Migration results of the SEG-EAGE Salt data set

In the previous two sections I have analyzed the theoretical differences between common-azimuth migration and offset plane wave migration. In this section, I compare the migration results.

The theoretical analysis identified two approximations that are made in offset plane wave migration: first, the setting of the cross-line offset ray parameter to zero, and second, downward continuing the offset plane waves separately, when in lateral varying media they should be allowed to mix. To enable the independent analysis of the effects of both approximations, I run three migration programs:

(A)

Common-azimuth migration

(B)

Hybrid offset plane wave migration (with plane-wave mixing)

(C)

Offset plane wave migration (without plane-wave mixing).

All three programs implement the downward-continuation operators in the frequency-wavenumber domain and adapt to lateral velocity variations by an extended split-step method Stoffa et al. (1990). When required, the offset-plane wave decomposition was performed inside the migration by Fourier transforms, relying on the well-known relations between ray parameters and wavenumbers ($p_{x_h}=k_{x_h}/\omega$ and $p_{y_h}=k_{y_h}/\omega$). Both the offset plane wave migration (C) and the hybrid offset plane wave migration (B) apply the dispersion relation in equation (8). The only difference between the two is that in (C) the offset-wavenumber axis is not transformed into the space domain when applying the split-step correction; that is, each offset-wavenumber (plane-wave) component is downward continued independently for all depths. On the other hand, the only difference between migration (A) and migration (B) is that in migration (B) the cross-line offset wavenumber was set to zero, while in migration (A) it was evaluated using equation (3).

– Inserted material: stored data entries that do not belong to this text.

PR #2955, opened 2016-12-08
Fixes to 'make ci'

tbielawa:
* Fixed: A grep filter was capturing the actual pylint check rc's

* Changed: pylint used to print out messages for locally-disabled and
  file-ignored items

* Changed: pylint output format is now 'parseable'

* Cleaned up: Pylint was emitting deprecation messages for
  'required-attributes' and 'ignore-iface-methods'. They have been
  removed from the pylintrc file

### DIFF
--- a/git/.pylintrc
+++ b/git/.pylintrc
@@ -71,7 +71,7 @@ confidence=
 # no Warning level messages displayed, use"--disable=all --enable=classes
 # --disable=W"
 # w0511 - fixme - disabled because TODOs are acceptable
-disable=E1608,W1627,E1601,E1603,E1602,E1605,E1604,E1607,E1606,W1621,W1620,W1623,W1622,W1625,W1624,W1609,W1608,W1607,W1606,W1605,W1604,W1603,W1602,W1601,W1639,W1640,I0021,W1638,I0020,W1618,W1619,W1630,W1626,W1637,W1634,W1635,W1610,W1611,W1612,W1613,W1614,W1615,W1616,W1617,W1632,W1633,W0704,W1628,W1629,W1636,W0511,R0801
+disable=E1608,W1627,E1601,E1603,E1602,E1605,E1604,E1607,E1606,W1621,W1620,W1623,W1622,W1625,W1624,W1609,W1608,W1607,W1606,W1605,W1604,W1603,W1602,W1601,W1639,W1640,I0021,W1638,I0020,W1618,W1619,W1630,W1626,W1637,W1634,W1635,W1610,W1611,W1612,W1613,W1614,W1615,W1616,W1617,W1632,W1633,W0704,W1628,W1629,W1636,W0511,R0801,locally-disabled,file-ignored
 
 
 [REPORTS]
@@ -79,7 +79,7 @@ disable=E1608,W1627,E1601,E1603,E1602,E1605,E1604,E1607,E1606,W1621,W1620,W1623,
 # Set the output format. Available formats are text, parseable, colorized, msvs
 # (visual studio) and html. You can also give a reporter class, eg
 # mypackage.mymodule.MyReporterClass.
-output-format=text
+output-format=parseable
 
 # Put messages in a separate file for each module / package specified on the
 # command line instead of printing them on stdout. Reports (if any) will be
@@ -113,9 +113,6 @@ logging-modules=logging
 
 
 [BASIC]
-
-# Required attributes for module, separated by a comma
-required-attributes=
 
 # List of builtins function names that should not be used, separated by a comma
 bad-functions=map,filter,input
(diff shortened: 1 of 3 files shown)


tbielawa:
aos-ci-test

utils/Makefile
```diff
@@ -62,45 +63,45 @@ viewcover:
...
 #       If there are any special things to install do it here
-#       . $(NAME)env/bin/activate && INSTALL STUFF
+#       . $(VENV)/bin/activate && INSTALL STUFF
 
 ci-unittests:
 	@echo "#############################################"
 	@echo "# Running Unit Tests in virtualenv"
 	@echo "#############################################"
-	. $(NAME)env/bin/activate && python setup.py nosetests --cover-erase
+	. $(VENV)/bin/activate && python setup.py nosetests --cover-erase
```
detiber: I would suggest adding `cover-erase` to setup.cfg rather than adding it to the command line here.

utils/Makefile
```diff
@@ -62,45 +63,45 @@ viewcover:
...
-	touch $(NAME)env/bin/activate
+	test -d $(VENV) || virtualenv $(VENV)
+	. $(VENV)/bin/activate && pip install setuptools==17.1.1
+	. $(VENV)/bin/activate && pip install -r test-requirements.txt
+	touch $(VENV)/bin/activate
 #       If there are any special things to install do it here
-#       . $(NAME)env/bin/activate && INSTALL STUFF
+#       . $(VENV)/bin/activate && INSTALL STUFF
 
 ci-unittests:
```
detiber: With this re-org, should we make `$(VENV)` a dependency for all the `ci-*` tasks? Then we should be able to drop the `$(VENV)` dependency from `ci` and make running the individual `ci-*` tasks a bit easier.

utils/Makefile
tbielawa: done

utils/Makefile
tbielawa: good idea. done

tbielawa:
aos-ci-test

tbielawa:
@detiber PTAL

utils/Makefile
```diff
@@ -62,45 +63,45 @@ viewcover:
...
+$(VENV)/bin/activate: test-requirements.txt
 	@echo "#############################################"
 	@echo "# Creating a virtualenv"
 	@echo "#############################################"
-	test -d venv || virtualenv $(NAME)env
-	. $(NAME)env/bin/activate && pip install setuptools==17.1.1
-	. $(NAME)env/bin/activate && pip install -r test-requirements.txt
-	touch $(NAME)env/bin/activate
+	test -d $(VENV) || virtualenv $(VENV)
+	. $(VENV)/bin/activate && pip install setuptools==17.1.1
```
rhcarvalho: Out of curiosity, do you know why are we pinning the `setuptools` version to this particular version?

utils/Makefile
```diff
@@ -62,45 +63,45 @@ viewcover:
...
+	. $(VENV)/bin/activate && pip install -r test-requirements.txt
+	touch $(VENV)/bin/activate
 #       If there are any special things to install do it here
-#       . $(NAME)env/bin/activate && INSTALL STUFF
+#       . $(VENV)/bin/activate && INSTALL STUFF
 
-ci-unittests:
+ci-unittests: $(VENV)
```
rhcarvalho: :cry:  this means that if I want to use `make ci-unittests` I cannot manage my own env/virtualenv...
For my Python projects I use `virtualenvwrapper`, and my envs are not a subdirectory of the repo. I wish I could still use that :)

(the fact that we activate the env in every target already prevents me from managing my own env)

git/.pylintrc
```diff
@@ -71,15 +71,15 @@ confidence=
 # no Warning level messages displayed, use"--disable=all --enable=classes
 # --disable=W"
 # w0511 - fixme - disabled because TODOs are acceptable
-disable=E1608,W1627,E1601,E1603,E1602,E1605,E1604,E1607,E1606,W1621,W1620,W1623,W1622,W1625,W1624,W1609,W1608,W1607,W1606,W1605,W1604,W1603,W1602,W1601,W1639,W1640,I0021,W1638,I0020,W1618,W1619,W1630,W1626,W1637,W1634,W1635,W1610,W1611,W1612,W1613,W1614,W1615,W1616,W1617,W1632,W1633,W0704,W1628,W1629,W1636,W0511,R0801
+disable=E1608,W1627,E1601,E1603,E1602,E1605,E1604,E1607,E1606,W1621,W1620,W1623,W1622,W1625,W1624,W1609,W1608,W1607,W1606,W1605,W1604,W1603,W1602,W1601,W1639,W1640,I0021,W1638,I0020,W1618,W1619,W1630,W1626,W1637,W1634,W1635,W1610,W1611,W1612,W1613,W1614,W1615,W1616,W1617,W1632,W1633,W0704,W1628,W1629,W1636,W0511,R0801,locally-disabled,file-ignored
```
rhcarvalho: :+1: this is much better than grep!

utils/Makefile
tbielawa: We pin to that version because it makes sure that we get consistent tests across platforms. It was a while ago when we had to pin that down so my memory is a little fuzzy, but... IIRC we were getting inconsistent versions installed across platforms (clients vs. jenkins). There was a function missing/renamed across a specific version boundary and we settled on using this version. No real technical deliberation, that's just the decision we made to get things working consistently.

detiber: I want to say that we hit some type of an issue with syntax between versions, and we pinned the specific version to know that it would work, instead of fighting with trying to get the syntax exactly right. At some point, we probably want to revisit that.

PR #2956, opened 2016-12-08
[WIP] Wait after disabling firewalld

smunilla:


detiber:
@smunilla were you able to create a reproducer for this?

leifmadsen:
I don't think this is required anymore, as I see the same code in both `firewalld.yml` and `iptables.yml` now.

sdodson:
@smunilla what's the latest on this? I'm fine with a one time 10 second pause if we think it will avoid problems.

PR #2961, opened 2016-12-09
Limit node certificate SANs to node hostnames/ips.

abutcher:
Node serving certificate hostnames are currently pulled from `openshift.common.all_hostnames` which [can include many names if the node is also a master](https://github.com/openshift/openshift-ansible/blob/ce39c9084bc20df242bbbef3a2a5b1c8060cbe9d/roles/openshift_facts/library/openshift_facts.py#L721-L732). This change limits those hostnames to node hostnames and IP addresses.

### DIFF
--- a/roles/openshift_node_certificates/tasks/main.yml
+++ b/roles/openshift_node_certificates/tasks/main.yml
@@ -64,13 +64,13 @@
 - name: Generate the node server certificate
   command: >
     {{ hostvars[openshift_ca_host].openshift.common.client_binary }} adm ca create-server-cert
-      --cert={{ openshift_node_generated_config_dir }}/server.crt
-      --key={{ openshift_generated_configs_dir }}/node-{{ openshift.common.hostname }}/server.key
-      --overwrite=true
-      --hostnames={{ openshift.common.all_hostnames |join(",") }}
-      --signer-cert={{ openshift_ca_cert }}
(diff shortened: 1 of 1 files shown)


abutcher:
aos-ci-test

roles/openshift_node_certificates/tasks/main.yml
```diff
@@ -64,13 +64,13 @@
...
-      --key={{ openshift_generated_configs_dir }}/node-{{ openshift.common.hostname }}/server.key
-      --overwrite=true
-      --hostnames={{ openshift.common.all_hostnames |join(",") }}
-      --signer-cert={{ openshift_ca_cert }}
-      --signer-key={{ openshift_ca_key }}
-      --signer-serial={{ openshift_ca_serial }}
+    --cert={{ openshift_node_generated_config_dir }}/server.crt
+    --key={{ openshift_generated_configs_dir }}/node-{{ openshift.common.hostname }}/server.key
+    --overwrite=true
+    --hostnames={{ openshift.common.hostname }},{{ openshift.common.public_hostname }},{{ openshift.common.ip }},{{ openshift.common.public_ip }}
```
detiber: hmm, I don't think public_hostname or public_ip is ever used by the node. That said, it probably doesn't hurt to include it.

PR #2962, opened 2016-12-09
upgrades - Fix logic error about when to backup etcd

sdodson:
We want backups on by default. When we add etcd upgrade to the default upgrade playbooks we'll want to reconsider this.

### DIFF
--- a/playbooks/common/openshift-cluster/upgrades/upgrade_control_plane.yml
+++ b/playbooks/common/openshift-cluster/upgrades/upgrade_control_plane.yml
@@ -29,7 +29,7 @@
 
 - name: Backup etcd
   include: ./etcd/backup.yml
-  when: openshift_upgrade_skip_etcd_backup | default(false) | bool
+  when: not openshift_upgrade_skip_etcd_backup | default(false) | bool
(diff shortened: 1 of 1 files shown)


playbooks/common/openshift-cluster/upgrades/upgrade_control_plane.yml
```diff
@@ -29,7 +29,7 @@
 
 - name: Backup etcd
   include: ./etcd/backup.yml
-  when: openshift_upgrade_skip_etcd_backup | default(false) | bool
+  when: not openshift_upgrade_skip_etcd_backup | default(false) | bool
```
detiber: Should this be named `openshift_upgrade_backup_etcd` instead, with a default value of `true`. We'd have to support a renaming at least temporarily, but at least the future logic won't continue to make my head hurt.

sdodson: It's only recently been added and was never documented. I'd be in favor of making it easier to read. I'll include that in my work to include etcd upgrades by default.

PR #2963, opened 2016-12-09
Upgrade etcd by default

sdodson:
- Move etcd backup inclusion into playbooks/common/openshift-cluster/upgrades/etcd/main.yml
 - Include etcd/main.yml in control plane upgrade
 - Create a group for upgrading etcd which excluded embedded etcd hosts
 - Create a group for backing up etcd which includes embedded etcd hosts
 - Backup etcd
 - Upgrade etcd

### DIFF
--- a/playbooks/common/openshift-cluster/upgrades/upgrade_control_plane.yml
+++ b/playbooks/common/openshift-cluster/upgrades/upgrade_control_plane.yml
@@ -27,9 +27,8 @@
         embedded_etcd: "{{ groups.oo_etcd_to_config | default([]) | length == 0 }}"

The input data set was the same for all three programs, and the same as I used for my previous comparison of common-azimuth migration and Kirchhoff migration Biondi (1999a). The Salt Model C3-NA data set Clapp et al. (1999); SEG-EAGE (1997) was transformed to effective common-azimuth data by applying Azimuth Moveout Biondi et al. (1998). The regularized common-azimuth data set was binned with a 20 meter CMP spacing in both the in-line and cross-line directions, and with 100 meter sampling along the in-line offset direction. The data were muted with a ``deep'' mute because the early arrivals are contaminated by all sorts of modeling noise. This mute affected the imaging of the shallow events. A more careful mute could accomplish both noise removal and shallow event preservation.

With respect to the previous tests, I increased the number of reference velocities from four to six. I wanted to verify the hypothesis that the poor imaging of a fault by common-azimuth migration was caused by having used too few reference velocities (Figure 5 in the previous report). Indeed, the fault is much better imaged when six reference velocities are used (Figure 10 in this report).